Чтобы привлечь внимание к своей персоне, он без конца рассказывал всякие похабные небылицы. Но ему обычно бросали: «Заткнись, Мазаргэ!» — особенно если он начинал впутывать в свои приключения блондинку.
— Жаль, что ты не знаешь их чертова наречия, — заметил как-то Лувьель. — А то написал бы ей всякие нежные слова на большом листе бумаги, а потом отослал бы.
Тогда Фейеруа пришла мысль вырезать сердечко из старой увольнительной и приложить его к стеклу.
Наутро отекшее лицо Фейеруа осветила широкая улыбка.
— Она приколола на платье брошку в форме сердечка, — заявил он.
— А какое у нее платье?
— В зеленый цветочек.
Прошло еще два дня. И утром Фейеруа, к которому начали, по обыкновению, приставать с вопросами, сказал:
— Сегодня она не проходила.
Это был тот самый день, когда врач, ощупав ногу Фейеруа над культей, покачал головой, внимательно посмотрел на его температурный лист и сделал сестре знак глазами: «Ну, что я говорил!»
В тот же вечер Фейеруа, взглянув в сторону окна, прошептал:
— Ничего смешного в этом нет.
— В чем? — спросил толстяк Лувьель.
Фейеруа не ответил.
— Так что, сегодня вечером ты ее не видел? — настаивал Лувьель.

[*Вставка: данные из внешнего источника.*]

PR #122, opened 2017-09-06
Add a getConditionsNotOnOrAfter method on SamlResponse

samuelcampos:
Because the Microsoft ADFS doesn't send the `SessionNotOnOrAfter` attribute on the `saml:AuthnStatement` element, I was planing to rely on the `NotOnOrAfter` attribute from the `saml:Conditions` element to know when the SSO session should be invalidated.

This pull request adds a `getConditionsNotOnOrAfter` method on `SamlResponse` to return the value of the `NotOnOrAfter` attribute from from the Conditions node.

Are you planing to release any version soon?

### DIFF
--- a/core/src/main/java/com/onelogin/saml2/authn/SamlResponse.java
+++ b/core/src/main/java/com/onelogin/saml2/authn/SamlResponse.java
@@ -758,13 +758,29 @@ public class SamlResponse {
 	 *
 	 */
 	public List<Instant> getAssertionNotOnOrAfter() throws XPathExpressionException {
-		final NodeList notOnOrAfterNodes = queryAssertion("/saml:Subject/saml:SubjectConfirmation/saml:SubjectConfirmationData");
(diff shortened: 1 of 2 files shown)


pitbulk:
The value NotOnOrAfter attribute of the saml:Conditions element depends on when the SAMLResponse was generated + (3min, 5min...depending in how relaxed is the IdP)...

If SessionNotOnOrAfter is not set means that IdP doesn't want to control app session, so delegates on it its control.. I don't think is good idea to use the getConditionsNotOnOrAfter... when for example you can just set the current time + the time the app consider.

samuelcampos:
After reading your comment and investigating a bit more about this topic, I agree with you. The method introduced by this Pull Request might to be useful, at least for the purpose I was thinking.
So, I think you can close this Pull Request.

pitbulk:
Thanks, I try to keep the toolkit simple so don't want to add extra methods that retrieve info that are not vital for SAML integration.

Best regards and thanks for contributing.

— Видел… Она проходила с другим…
— Так, может, это был ее брат!
— Да пошел ты! Все они шлюхи! — сказал Мазаргэ. — Им не сердечко в окне надо показывать, а…
— Заткнись, Мазаргэ! — крикнул парень с дренажом.
В палате воцарилось траурное настроение.
«Если у нее есть парень, это нормально, — думал Лувьель. — Но ведь могла же она хотя бы не ходить с ним так вызывающе под нашими окнами?»
Ночью Фейеруа сильно стонал, а утром так и не вышел из оцепенения, ни разу даже не посмотрев в окно. Палата с пониманием отнеслась к его печали.
А вечером, к удивлению всех, кроме врача, он взял и умер.
Тело его увезли, а койку застелили чистым бельем.
Мазаргэ подозвал медсестру с огромным бюстом и жестами объяснил ей, что хотел бы занять место Фейеруа.
Сестричка явно симпатизировала Мазаргэ, и он перебрался на другую койку.
Всю ночь он не сомкнул глаз. Волны воображения захлестывали его зелеными цветочками, белокурыми косами и розовым телом, чуть присыпанным веснушками.
И как раз, когда Мазаргэ наконец задремал, появилась сестра и подняла штору.
Он сразу проснулся и приник к окну, упершись лбом в стекло, как вопросительный знак.
— Черт! — крикнул он вдруг, упав обратно на подушку.
— Ты чего? Что случилось? Тебе плохо? — галдели раненые.
Мазаргэ изо всех сил пытался вернуть утраченное самообладание.
— Ну да, ясное дело, я с самого начала не сомневался, что Фейеруа нас просто обвел вокруг пальца, — сказал он. — Мне надо было самому убедиться.
По ту сторону окна не было ничего, кроме серой стены и нескольких мусорных куч.
И тогда Лувьель, закованный в белый гипсовый шишак, вдруг почувствовал на лице глупую сырость нежданных слез.